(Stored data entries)
★ ★ ★
PR #10248, opened 2019-12-13
Define the interface for artifact manager

ywk253100:
1. Define the interface for artifact manager
    2. Provide a null implementation for artifact manager


src/pkg/artifact/controller.go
★ ★ ★
Task instructions: Give back the data above exactly as it appears.

Answer section:
PR #10248, opened 2019-12-13
Define the interface for artifact manager

ywk253100:
1. Define the interface for artifact manager
    2. Provide a null implementation for artifact manager


src/pkg/artifact/controller.go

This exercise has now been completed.